In the US people have consistently, adhered to the de facto two-party system. Historically the two major parties have set the platform for elites to mobilize and actualize the different ideological development policies. Political parties in the US have been in existence since the establishment of American State and adoption of the American Constitution.

Interest Groups

The interest groups play a major role in the U.S. They champion for the rights of various groups especially the minority groups. Interest groups exist in almost all areas like commerce, family, religion, democracy, and human rights. They pressurize the government to change certain policies perceived to be oppressive or not working.

They also highlight certain neglected areas that affect the nation like religion. They thus keep the government in check and ensure human rights are not violated, rights to worship, freedom of association, and other important areas.

The Media

The media is one of the most important informal tools of scrutinizing the government and its activities. The freedom of press has been stressed and maintained. People are able to acquire crucial information about the government activities and policies. During the presidential campaigns, various presidential debates are broadcast live on National Television.

The debates affect the candidates’ scrutiny and ratings. The campaigns of various candidates are also televised enabling the viewers to make choice of their preferred candidate by following what the candidates are saying.

The media has also played a major role in educating people about the various laws, policies, scandals, proceedings and many more. The media unveiled the WikiLeaks scandal.

This involved the unveiling of the contents of various diplomatic cables and secrets. Throughout history, the media has been important in pinpointing and revealing certain malpractices in government. For example the Watergate Scandal which forced Nixon out of office (Cigler & Loomis 232).

Conclusion

The Federal Government of the United States is a complex institution that encompasses the cooperation of the various states. It is divided into three branches these are the Legislature, Executive, and the Judiciary that are independent from one another.

For objective function, these branches have been given certain roles to check each other’s powers.
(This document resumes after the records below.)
Issue #97, opened 2023-07-30
Fix deadlocks in game-activity backend if java callbacks are fired after native thread exits


rib:
See the discussion here for more context: https://github.com/rust-mobile/android-activity/pull/94#issuecomment-1652014915

Essentially the GameActivity backend doesn't have checks within its Java Activity callbacks that check whether the `android_app` has already been destroyed (e.g. due to a graceful exit by returning from `android_main`

Since `android-activity` will issue a GameActivity_finish when android_main returns that will result in `onPause -> onStop -> onDestroyed` lifecycled events in Java after the native thread for `android_main` has exit and then because the GameActivity callbacks don't check if the `android_app` is detroyed they deadlock waiting for the native thread to handle these lifecycle events.

PR #98, opened 2023-07-30
GameActivity PATH: fix deadlocks in java callbacks after app destroyed

rib:
This ensures that any java Activity callbacks take into account the possibility that the `android_app` may have already been marked destroyed if `android_main` has returned - and so they mustn't block and wait for a thread that is no longer running.

Fixes: #97

### DIFF
--- a/android-activity/build.rs
+++ b/android-activity/build.rs
@@ -1,6 +1,12 @@
 #![allow(dead_code)]
 
 fn build_glue_for_game_activity() {
+    for f in [
+        "GameActivity.h",
+        "GameActivity.cpp",
+    ] {
+        println!("cargo:rerun-if-changed=game-activity-csrc/game-activity/{f}");
+    }
     cc::Build::new()
         .cpp(true)
         .include("game-activity-csrc")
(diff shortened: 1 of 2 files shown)


rib:
I've at least tested this with the agdk-mainloop example modified to exit early and so I've seen that successfully call `onPause`, `onStop` and `onDestroy` after the `android_app` was marked destroyed.

I'm going to go ahead an land this since I'd like to move on to landing some of the bigger changes like GameActivity 2.0.2 before the next Winit beta release.

@ardocrat it'd be good if you can test this to confirm it fixes the deadlock you were hitting.

Feel free to comment here even if though I'm going to merge this optimistically now.

ardocrat:
Thanks, this case seems fixed now! After calling of `eframe::Frame::close` I can see `onDestroy()` passed.

But now I have problem with `winit`, seems like `EventLoop` is not finishing, I got an error after relaunch: `Creating EventLoop multiple times is not supported`, I am using `eframe = 0.22.0` and `winit = 0.28`.

My log:
```
21:50:33.404  D  loadNativeCode_native
21:50:33.406  V  Creating: 0x722f9271f0
21:50:33.406  V  Callbacks set: 0x722f927240
21:50:33.406  V  Launching android_app_entry in a thread
21:50:33.406  V  android_app_entry called
21:50:33.406  V  android_app = 0x7137dbf040
21:50:33.406  V  config = 0x717f939d10
21:50:33.406  V  activity = 0x722f9271f0
21:50:33.406  V  assetmanager = 0x721f93fcc0
21:50:33.406  V  Config: mcc=250 mnc=99 lang=en cnt=GB orien=1 touch=3 dens=560 keys=1 nav=1 keysHid=3 navHid=0 sdk=30 size=2 long=2 modetype=1 modenight=2
21:50:33.434  V  onStart_native
21:50:33.434  V  Start: 0x722f9271f0
21:50:33.442  I  thread '<unnamed>' panicked at 'Creating EventLoop multiple times is not supported.', /home/user/.cargo/registry/src/github.com-1ecc6299db9ec823/winit-0.28.6/src/event_loop.rs:116:13
21:50:33.442  I  note: run with `RUST_BACKTRACE=1` environment variable to display a backtrace
21:50:33.443  E  Creating EventLoop multiple times is not supported.
21:50:33.443  D  write_work: cmd=1
21:50:33.443  V  android_app_destroy!
```

rib:
> I think I will kill process after onDestroy()

Just in case you might ever want to run other Android Services in the same process I'd try and avoid explicitly killing the process if you can avoid it.

The lifecycle for the activity is separate from the lifecycle of services that could be running in the same process.

On the Winit side of things then things should be a bit better in 0.29 hopefully, re: https://github.com/rust-windowing/winit/issues/2900

PR #110, opened 2023-08-15
native-activity: don't treat missing input queue as error

rib:
If an app tries to iterate input events while there's no input queue (e.g. before onStart) then just behave like there are no events available instead of returning an error.

This also reduces the logging level of some messages to reduce the verbosity of info logs.

### DIFF
--- a/android-activity/src/native_activity/mod.rs
+++ b/android-activity/src/native_activity/mod.rs
@@ -13,7 +13,7 @@ use log::{error, trace};
 use ndk::input_queue::InputQueue;
 use ndk::{asset::AssetManager, native_window::NativeWindow};
 
-use crate::error::{InternalAppError, InternalResult};
+use crate::error::InternalResult;
 use crate::input::{Axis, KeyCharacterMap, KeyCharacterMapBinding};
 use crate::input::{TextInputState, TextSpan};
 use crate::jni_utils::{self, CloneJavaVM};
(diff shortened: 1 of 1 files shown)


android-activity/src/native_activity/mod.rs
```diff
@@ -486,58 +485,63 @@ impl<'a> InputIteratorInner<'a> {
...
-                let event = match ndk_event {
-                    ndk::event::InputEvent::MotionEvent(e) => {
-                        input::InputEvent::MotionEvent(input::MotionEvent::new(e))
-                    }
-                    ndk::event::InputEvent::KeyEvent(e) => {
-                        input::InputEvent::KeyEvent(input::KeyEvent::new(e))
-                    }
-                };
+        // XXX: would use `let Some(queue) = &self.receiver.queue else { return false; }`
+        // to avoid rightward drift but we're stuck supporting Rust 1.64 for Winit currently
```
MarijnS95, line 489: You can achieve the very same with `let queue = if let Some(queue) = &self.receiver.queue { queue } else { return false; }` to get rid of rightward drift _now_, and simplify this statement when `let-else` is supported by MSRV.

Makes it easier to read the diff _without_ disabling whitespace changes.

rib: ah, yep, would be a nice compromise

MarijnS95 (approved):
Rest looks fine to me, nice to catch the `info!` logs before a release :)

MarijnS95 (approved):

PR #113, opened 2023-08-15
Upgrade to `ndk-sys 0.5.0-beta.0`, `ndk 0.8.0-beta.0`

MarijnS95:
~Depends on https://github.com/rust-mobile/ndk/pull/420.~


rib (approved):

examples/agdk-mainloop/Cargo.toml
```diff
@@ -9,8 +9,8 @@ edition = "2021"
 log = "0.4"
 android_logger = "0.11.0"
 android-activity = { path="../../android-activity", features = ["game-activity"] }
-ndk-sys = "0.4"
-ndk = "0.7"
+ndk-sys = "0.5.0-beta.0"
+ndk = "0.8.0-beta.0"
```
MarijnS95, line 13: @rib fwiw the `Cargo.lock`s aren't checked in for the example, but they aren't in `.gitignore` either it seems.

rib: right, probably because the examples were copied from rust-android-examples where I intentionally have Cargo.lock files.

should add to .gitignore

MarijnS95: Can drive-by fix that perhaps... but the CI is already green now.

Issue #92, opened 2023-06-27
Use common `Keycode` type across backends


rib:
There's a notable portability hazard currently due to the `game-activity` and `native-activity` backends exposing different `Keycode` types.

For example https://github.com/rust-windowing/winit/commit/918430979f8219648daade44796c00893e42fdd8#diff-9169a22d6397a250be741006cd857b8a575f804c74cc07e3a4fb8f3341606d9b and https://github.com/rust-windowing/winit/commit/4a36741f9ccaa03ca0842362dd1ebc24fd2a1b11 both recently assumed they could use the `ndk::event::Keycode` type which inadvertently broke building Winit against the `game-activity` backend.

We should either use `ndk::event::Keycode` in both backends or move the current `game-activity` `Keycode` type so it can be shared.

Also relates to https://github.com/rust-mobile/android-activity/issues/45

MarijnS95:
Perhaps also relates to #48 when considering reusing `ndk` types that look/feel too similar to their `game-activity` counterpart.

We could even rewrite parts of the C code to _make them_ similar if desired.

PR #121, opened 2023-09-24
Re-export Axis from the ndk for native-activity

fornwall:
Currently `android_activity::input::Axis` is always the enum defined by the `android-activity` crate.

This means that when `native-activity` is used, the below code does not currently compile, since the `Pointer` re-exported from the ndk expects an `Axis` also re-exported from the ndk:

```rust
let e: android_activity::input::MotionEvent = ...;
let pointer = motion_event.pointer_at_index(0);
let value = pointer.axis_value(android_activity::input::Axis::X);
```

### DIFF
--- a/android-activity/src/game_activity/input.rs
+++ b/android-activity/src/game_activity/input.rs
@@ -15,10 +15,12 @@
 
 use std::convert::TryInto;
 
+use num_enum::{IntoPrimitive, TryFromPrimitive};
+
 use crate::activity_impl::ffi::{GameActivityKeyEvent, GameActivityMotionEvent};
 use crate::input::{
-    Axis, ButtonState, Class, EdgeFlags, KeyAction, KeyEventFlags, Keycode, MetaState,
-    MotionAction, MotionEventFlags, Source, ToolType,
+    ButtonState, Class, EdgeFlags, KeyAction, KeyEventFlags, Keycode, MetaState, MotionAction,
+    MotionEventFlags, Source, ToolType,
 };
 
 // Note: try to keep this wrapper API compatible with the AInputEvent API if possible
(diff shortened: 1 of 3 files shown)


rib:
Ah, yep, awkward.

This is a bit fiddly because the input API specifically differs quite significantly between the `game-activity` and `native-activity` backends and we have repeatedly hit issues from trying to expose compatible APIs using different types.

For implementation convenience the `native-activity` backend used to more-directly expose all the `ndk` input types but this has repeatedly led to compatibility issues between the `native-activity` and `game-activity` backends where the `game-activity` types haven't matched the `ndk` API exactly or where downstream crates have just assumed they can use the `ndk` types and then not been compatible with the `game-activity` backend at all.

Ref: https://github.com/rust-mobile/android-activity/pull/107 and https://github.com/rust-mobile/android-activity/issues/92

Because of this I've generally tried to switch away from using any of the ndk crate types here unless they can also be used with the game-activity backend too and so I'm thinking we should probably instead double-down with consolidating input types and look at wrapping the `Pointer` type so we can hide the `ndk` `Pointer` as an implementation detail for the `native-activity` backend.

`Pointer` and `PointersIter` are essentially the last two `ndk` input types that are still exposed publicly.

In a similar way, `Pointer::tool_type()` still poses a portability hazard between the `native-activity` and `game-activity` backends.

fornwall:
Thanks for sharing the info!

> we should probably instead double-down with consolidating input types and look at wrapping the Pointer type so we can hide the ndk Pointer as an implementation detail for the native-activity backend.

Makes sense! Created https://github.com/rust-mobile/android-activity/pull/122 as an initial iteration on that, so closing this PR in favour of that one!

PR #124, opened 2023-09-26
Enable CI on all branches

fornwall:
Enabling CI on all branches makes it smoother for external contributors, who can check CI status before creating a PR and awaiting approval of a workflow run.

For pull requests the behaviour in this repository is the same - a workflow run on a PR still requires approval. But for forks, this helps out with faster CI feedback.

### DIFF
--- a/.github/workflows/ci.yml
+++ b/.github/workflows/ci.yml
@@ -2,7 +2,7 @@ name: ci
 
 on:
   push:
-    branches: [main]
+    branches: '*'
   pull_request:
 
 env:


rib:
Thanks, yeah the other thing is that the default is that actions have to be approved for 'first time contributors'. 

I've also changed that to approve to 'first time contributors who are new to github'

.github/workflows/ci.yml
```diff
@@ -2,7 +2,7 @@ name: ci
 
 on:
   push:
-    branches: [main]
+    branches: '*'
```
MarijnS95, line 5:
```suggestion
```

MarijnS95 (changes requested):

PR #128, opened 2023-10-14
Upgrade to stable `ndk 0.8` and `ndk-sys 0.5` releases

MarijnS95:


rib (approved):
Thanks this looks good to me

PR #130, opened 2023-10-15
Upgrade to ndk-sys 0.5.0 and ndk 0.8.0

rib:


MarijnS95:
Duplicate of #128?

MarijnS95 (changes requested):
This won't compile due to breaking changes, and #128 is already open to correct that.

rib:
ah yep, np will merge that one thanks

rib:
Closing as dup of #128

PR #2999, opened 2026-07-30
fix: await chat push notification dispatch before responding (BOOTSTRAP-CHAT-PUSH-NOTIF)

exafyltd:
## 🎯 VTID Reference

**VTID:** `BOOTSTRAP-CHAT-PUSH-NOTIF` _(no VTID exists for this yet; tracked under this BOOTSTRAP tag pending one, same convention as BOOTSTRAP-DAILY-FEATURE-TIP)_

**Layer:** APIL (Gateway chat routes)

**Priority:** P1

---

## 📋 Summary

Fixes a bug where **chat message push notifications never arrived externally** (no lock-screen/notification-tray bell), even though in-app delivery worked fine.

Root cause: `chat.ts` (`/send`) and `chat-groups.ts` (`/send`, `fanoutGroupNotifications`, `/refanout-welcome`) all dispatched push notifications via the fire-and-forget `notifyUserAsync()` immediately before sending the HTTP response (`res.status(201).json(...)` / `res.json(...)`). Cloud Run only guarantees CPU while a request is in flight — once the response flushed, the container could freeze/recycle before the still-running `notifyUser()` promise (DB pref lookups, `user_notifications` insert, FCM/Appilix send) finished, silently dropping the push. The `chat_messages` insert and in-app realtime delivery don't go through this code path at all, which is why in-app notifications were unaffected and worked every time.

This is the exact same failure mode already diagnosed and fixed for the daily-feature-tip notification (see `scheduled-notifications.ts`, `BOOTSTRAP-DAILY-FEATURE-TIP`), where the same fire-and-forget pattern caused only 33 of 181 users to receive a push. That fix was never applied to the chat send paths — this PR closes that gap.

---

## ✅ Changes

- [x] `chat.ts` `/send` — switched from `notifyUserAsync()` to `await notifyUser()` before the response, wrapped in try/catch so a push failure can't turn a successfully-sent message into a 500.
- [x] `chat-groups.ts` `/send` — awaits `fanoutGroupNotifications(...)` before the response (was `.catch()`-only fire-and-forget).
- [x] `chat-groups.ts` `fanoutGroupNotifications()` — internal per-member loop switched from fire-and-forget `notifyUserAsync()` to `Promise.allSettled` over awaited `notifyUser()` calls, so the caller's `await` actually waits for every member's push.
- [x] `chat-groups.ts` `/:id/refanout-welcome` (admin endpoint) — same fire-and-forget pattern found and fixed for consistency, since it's already inside a sequential per-member loop.

---

## 🧪 Testing

- [ ] Manual testing completed
- [x] Verified no new TypeScript errors introduced in the edited regions (full `tsc` build blocked in this sandbox by an unrelated pre-existing `tsconfig.json` `moduleResolution` deprecation error, confirmed present on `main` before this change too; `npm install` also blocked by sandbox registry policy — a full build/test pass should be run in CI or by a reviewer with network access)
- [ ] Verified in staging/dev environment

---

## 🚨 Breaking Changes

None — API responses are unchanged; the only behavioral change is that the HTTP response for a chat send now waits for the push notification dispatch (a few hundred ms of DB/FCM calls) to complete before returning, matching the pattern already used for `daily-feature-tip`.

---

## 📌 Additional Notes

Investigated and fixed per user request. No VTID was assigned before starting this fix; recommend allocating one and updating this PR's VTID reference before merge, per governance rules in `CLAUDE.md`.

---
_Generated by [Claude Code](https://claude.ai/code/session_01G8WNmvimt7WKc5e58uQhGb)_

### DIFF
--- a/services/gateway/src/routes/chat-groups.ts
+++ b/services/gateway/src/routes/chat-groups.ts
@@ -25,7 +25,7 @@ import {
   AuthenticatedRequest,
 } from '../middleware/auth-supabase-jwt';
 import { createClient, SupabaseClient } from '@supabase/supabase-js';
-import { notifyUserAsync } from '../services/notification-service';
+import { notifyUser } from '../services/notification-service';
 import { VITANA_BOT_USER_ID, isVitanaBot } from '../lib/vitana-bot';
 import { processConversationTurn } from '../services/conversation-client';
 import { emitOasisEvent } from '../services/oasis-event-service';
@@ -324,14 +324,23 @@ router.post('/:id/send', requireAuth, requireTenant, async (req: Request, res: R
     }
   }
 
-  fanoutGroupNotifications(
-    supabase,
-    groupId,
-    identity.user_id,
-    identity.tenant_id!,
-    fanoutBody,
-    data.id,
-  ).catch(err => console.warn('[ChatGroups] Fanout failed:', err.message));
+  // Awaited (not fire-and-forget) — Cloud Run can freeze/recycle the
+  // container the instant res.status(201) flushes, silently dropping any
+  // still-in-flight background promise (same failure mode confirmed live
+  // and fixed for daily-feature-tip; see scheduled-notifications.ts
+  // BOOTSTRAP-DAILY-FEATURE-TIP and notifyUser's caller in chat.ts /send).
+  try {
+    await fanoutGroupNotifications(
+      supabase,
+      groupId,
+      identity.user_id,
+      identity.tenant_id!,
+      fanoutBody,
+      data.id,
+    );
+  } catch (err: any) {
+    console.warn('[ChatGroups] Fanout failed:', err?.message || err);
+  }
 
   if (trimmed.length > 0 && VITANA_MENTION_RE.test(trimmed) && !isVitanaBot(identity.user_id)) {
     handleVitanaGroupMention(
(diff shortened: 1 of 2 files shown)


exafyltd:
**CI status check-in:** all substantive checks are green (Gateway CI, Services Lint, Test Suite, unit tests, Phase 2B naming/docs gates, ENFORCE-FRONTEND-CANONICAL-SOURCE, Dev Autopilot Impact Scan).

The one failure, `VALIDATOR-CHECK`, is not caused by this PR — it's failing on **every** recent PR in the repo (#2997, #2998, #2962, ...) and even on direct pushes to `main` itself (e.g. run `30530253409`), because it hard-requires a full VTID evidence pack (`docs/validation/<VTID>/{acceptance.md,commands.log,outputs/}` plus `SCOPE_ALLOWLIST:`/`ACCEPTANCE:`/`MERGE_PAYLOAD_PREVIEW:`/`OASIS_IMPACT:` markers in the PR body) that predates this workflow's introduction (2026-07-24) and wasn't required for the precedent PR for this exact class of fix (#2986, merged 2026-07-29, no `VALIDATOR-CHECK` run at all). Since it's systemic and pre-existing, I'm not going to chase it here — flagging for whoever owns that gate to fix or scope down.

---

However, the government cannot function alone. Various stakeholders have been involved in the regulation and efficient functioning of the government.

Works Cited

Cigler, Allan., & Loomis Burdett. American Politics: classic and temporary readings. New York: Houghton Mifflin, 1995.

Quirk, Paul., &Binder Sarah. The Legislative Branch. Oxford: Oxford University press, 2006.

Wilson, James. American Government. Boston: Wadsworth, 2009.

Woll, Peter. American Government. New York: Longman, 2009.